[How to complete this task]:
Exactly as written, transcribe each record below.

Task input Start Marker

PR #5253, opened 2026-06-03
fix: handle undefined google ads response

ItsSudip:

Fixes a 500 crash in the Google Ads Enhanced Conversions (GAEC) delivery `responseHandler`.

When the Google Ads API returns a `200` with an empty/undefined body (a fully-successful upload with no partial failures), the handler crashed while destructuring `partialFailureError`:

```
Cannot destructure property 'partialFailureError' of 'destinationResponse.response' as it is undefined.
```

The fix adds a null-guard before destructuring, so a `200` with no body is correctly treated as success:

```js
const { partialFailureError } = destinationResponse?.response || {};
```

Also adds co-located unit tests for `responseHandler` covering the regression and the existing partial-failure paths.

Resolves INT-6475

- Stop GAEC deliveries from failing with a retryable 500 when Google Ads responds `200` with an empty body. A `200` without a `partialFailureError` means the upload fully succeeded, so it is now returned as success instead of throwing.

The only behaviour change is for a `200` response with an undefined/empty body: previously it threw a `TypeError` (reported as a 500), now it returns success. All existing partial-failure (non-zero `code`) and error-status paths are unchanged.

N/A

N/A

N/A

@coderabbitai review

<hr>

### Developer checklist

### Reviewer checklist

### DIFF
--- a/src/v0/destinations/google_adwords_enhanced_conversions/networkHandler.js
+++ b/src/v0/destinations/google_adwords_enhanced_conversions/networkHandler.js
@@ -126,7 +126,9 @@ const gaecResponseHandler = (responseParams) => {
   const { status } = destinationResponse;
   if (isHttpStatusSuccess(status)) {
     // for google ads enhance conversions the partialFailureError returns with status 200
-    const { partialFailureError } = destinationResponse.response;
+    // a successful 200 may also have an empty/undefined body (no partial failures),
+    // so guard against destructuring undefined before reading partialFailureError
+    const { partialFailureError } = destinationResponse?.response || {};
     // non-zero code signifies partialFailure
     // Ref - https://github.com/googleapis/googleapis/blob/master/google/rpc/code.proto
     if (partialFailureError && partialFailureError.code !== 0) {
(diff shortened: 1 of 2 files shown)


achettyiitr (approved):

src/v0/destinations/google_adwords_enhanced_conversions/networkHandler.js
```diff
@@ -126,7 +126,9 @@ const gaecResponseHandler = (responseParams) => {
   const { status } = destinationResponse;
   if (isHttpStatusSuccess(status)) {
     // for google ads enhance conversions the partialFailureError returns with status 200
-    const { partialFailureError } = destinationResponse.response;
+    // a successful 200 may also have an empty/undefined body (no partial failures),
```
maheshkutty, line 129: @ItsSudip Can you point out in a Google Doc for these comments 
In case of a 200 HTTP status code, we might also get an empty response body
When I was checking, I did not find any document

ItsSudip: I don't have any documentation. But from the bug we could say we received empty response.

PR #5257, opened 2026-06-04
fix: allowlist non-sensitive metadata in error notifier payloads

ItsSudip:

Stops the error notifier (Bugsnag + logger) from leaking the per-event `metadata` — which carries `secret.access_token`, `secret.refresh_token`, and `secret.developer_token` — in error alerts.

A previous fix (#5141) stripped only the **top-level** `metadata` key, but the proxy/delivery v1 failure path (`handlevV1DeliveriesFailureEvents`) nests the per-job metadata inside `resp.response[i].metadata`, so secrets still reached Bugsnag (observed in the GAEC incident, Grafana #1103740).

This PR sanitizes at the **single notifier choke point** (`client.notify`): it recursively walks the payload and reduces every `metadata` object (at any depth) to an **allowlist** of non-sensitive fields — `sourceId`, `destinationId`, `workspaceId` — dropping `secret` and the rest (`jobId`, `userId`, `attemptNum`, `dontBatch`, …).

- New `sanitizeMetadata` util (TypeScript) — recursive, **non-mutating** (the input is the same object reference returned as the delivery response), circular-ref-safe; handles `metadata` as a single object or an array of objects, and drops a non-object/primitive `metadata` value (could itself be a secret) to `{}`.
- `client.notify` now allowlists metadata before delegating to any notifier/logger.
- Removed the now-redundant per-call-site `metadata: undefined` strips in `errorReporting.ts` and `handleRtTfSingleEventError`, centralizing the policy in one place.

Result — the leaked metadata becomes:
```jsonc
"metadata": { "sourceId": "...", "destinationId": "...", "workspaceId": "..." }
```

Resolves INT-6476

- Close the secret-leak gap left by #5141 for the delivery (proxy v1) path, where metadata is nested one level deeper than the top-level strip handled.
- Centralize sanitization at the notifier boundary so no call site can leak — regardless of payload shape — fixing the root cause (scattered, per-call-site strips) rather than patching one more path.
- Allowlist (rather than drop the whole `metadata`) so alerts retain useful, non-sensitive debugging context — `sourceId` / `destinationId` / `workspaceId` — while credentials and noise are removed.
- Covers both leak surfaces: the Bugsnag alert payload **and** the internal `logger.debug`/`logger.error` lines in `bugsnag.js`, since both receive metadata via `client.notify`.

Error alerts/logs now include only the allowlisted metadata fields (`sourceId`, `destinationId`, `workspaceId`) instead of the full per-job metadata. Non-metadata context is unaffected: `status`, `message`, `statTags`, `response[].error`, `response[].statusCode` are retained, and Bugsnag's deploy metadata (`image`/`source`/`cluster`) and `opContext` are added separately so they remain. The data plane does not depend on the echoed-back metadata.

N/A

Adds `src/util/errorNotifier/sanitize.ts` exporting a single public function `sanitizeMetadata(value)` — a non-mutating, recursive, circular-ref-safe metadata allowlister used by the notifier client. The allowlist (`sourceId`, `destinationId`, `workspaceId`) is a module-level constant, and the recursion accumulator is kept private behind an internal helper so the public contract is just `sanitizeMetadata(value)`. Written in TypeScript.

Task input End Marker

[Completed task]:
PR #5253, opened 2026-06-03
fix: handle undefined google ads response

ItsSudip:

Fixes a 500 crash in the Google Ads Enhanced Conversions (GAEC) delivery `responseHandler`.

When the Google Ads API returns a `200` with an empty/undefined body (a fully-successful upload with no partial failures), the handler crashed while destructuring `partialFailureError`:

```
Cannot destructure property 'partialFailureError' of 'destinationResponse.response' as it is undefined.
```

The fix adds a null-guard before destructuring, so a `200` with no body is correctly treated as success:

```js
const { partialFailureError } = destinationResponse?.response || {};
```

Also adds co-located unit tests for `responseHandler` covering the regression and the existing partial-failure paths.

Resolves INT-6475

- Stop GAEC deliveries from failing with a retryable 500 when Google Ads responds `200` with an empty body. A `200` without a `partialFailureError` means the upload fully succeeded, so it is now returned as success instead of throwing.

The only behaviour change is for a `200` response with an undefined/empty body: previously it threw a `TypeError` (reported as a 500), now it returns success. All existing partial-failure (non-zero `code`) and error-status paths are unchanged.

N/A

N/A

N/A

@coderabbitai review

<hr>

### Developer checklist

### Reviewer checklist

### DIFF
--- a/src/v0/destinations/google_adwords_enhanced_conversions/networkHandler.js
+++ b/src/v0/destinations/google_adwords_enhanced_conversions/networkHandler.js
@@ -126,7 +126,9 @@ const gaecResponseHandler = (responseParams) => {
   const { status } = destinationResponse;
   if (isHttpStatusSuccess(status)) {
     // for google ads enhance conversions the partialFailureError returns with status 200
-    const { partialFailureError } = destinationResponse.response;
+    // a successful 200 may also have an empty/undefined body (no partial failures),
+    // so guard against destructuring undefined before reading partialFailureError
+    const { partialFailureError } = destinationResponse?.response || {};
     // non-zero code signifies partialFailure
     // Ref - https://github.com/googleapis/googleapis/blob/master/google/rpc/code.proto
     if (partialFailureError && partialFailureError.code !== 0) {
(diff shortened: 1 of 2 files shown)


achettyiitr (approved):

src/v0/destinations/google_adwords_enhanced_conversions/networkHandler.js
```diff
@@ -126,7 +126,9 @@ const gaecResponseHandler = (responseParams) => {
   const { status } = destinationResponse;
   if (isHttpStatusSuccess(status)) {
     // for google ads enhance conversions the partialFailureError returns with status 200
-    const { partialFailureError } = destinationResponse.response;
+    // a successful 200 may also have an empty/undefined body (no partial failures),
```
maheshkutty, line 129: @ItsSudip Can you point out in a Google Doc for these comments 
In case of a 200 HTTP status code, we might also get an empty response body
When I was checking, I did not find any document

ItsSudip: I don't have any documentation. But from the bug we could say we received empty response.

PR #5257, opened 2026-06-04
fix: allowlist non-sensitive metadata in error notifier payloads

ItsSudip:

Stops the error notifier (Bugsnag + logger) from leaking the per-event `metadata` — which carries `secret.access_token`, `secret.refresh_token`, and `secret.developer_token` — in error alerts.

A previous fix (#5141) stripped only the **top-level** `metadata` key, but the proxy/delivery v1 failure path (`handlevV1DeliveriesFailureEvents`) nests the per-job metadata inside `resp.response[i].metadata`, so secrets still reached Bugsnag (observed in the GAEC incident, Grafana #1103740).

This PR sanitizes at the **single notifier choke point** (`client.notify`): it recursively walks the payload and reduces every `metadata` object (at any depth) to an **allowlist** of non-sensitive fields — `sourceId`, `destinationId`, `workspaceId` — dropping `secret` and the rest (`jobId`, `userId`, `attemptNum`, `dontBatch`, …).

- New `sanitizeMetadata` util (TypeScript) — recursive, **non-mutating** (the input is the same object reference returned as the delivery response), circular-ref-safe; handles `metadata` as a single object or an array of objects, and drops a non-object/primitive `metadata` value (could itself be a secret) to `{}`.
- `client.notify` now allowlists metadata before delegating to any notifier/logger.
- Removed the now-redundant per-call-site `metadata: undefined` strips in `errorReporting.ts` and `handleRtTfSingleEventError`, centralizing the policy in one place.

Result — the leaked metadata becomes:
```jsonc
"metadata": { "sourceId": "...", "destinationId": "...", "workspaceId": "..." }
```

Resolves INT-6476

- Close the secret-leak gap left by #5141 for the delivery (proxy v1) path, where metadata is nested one level deeper than the top-level strip handled.
- Centralize sanitization at the notifier boundary so no call site can leak — regardless of payload shape — fixing the root cause (scattered, per-call-site strips) rather than patching one more path.
- Allowlist (rather than drop the whole `metadata`) so alerts retain useful, non-sensitive debugging context — `sourceId` / `destinationId` / `workspaceId` — while credentials and noise are removed.
- Covers both leak surfaces: the Bugsnag alert payload **and** the internal `logger.debug`/`logger.error` lines in `bugsnag.js`, since both receive metadata via `client.notify`.

Error alerts/logs now include only the allowlisted metadata fields (`sourceId`, `destinationId`, `workspaceId`) instead of the full per-job metadata. Non-metadata context is unaffected: `status`, `message`, `statTags`, `response[].error`, `response[].statusCode` are retained, and Bugsnag's deploy metadata (`image`/`source`/`cluster`) and `opContext` are added separately so they remain. The data plane does not depend on the echoed-back metadata.

N/A

Adds `src/util/errorNotifier/sanitize.ts` exporting a single public function `sanitizeMetadata(value)` — a non-mutating, recursive, circular-ref-safe metadata allowlister used by the notifier client. The allowlist (`sourceId`, `destinationId`, `workspaceId`) is a module-level constant, and the recursion accumulator is kept private behind an internal helper so the public contract is just `sanitizeMetadata(value)`. Written in TypeScript.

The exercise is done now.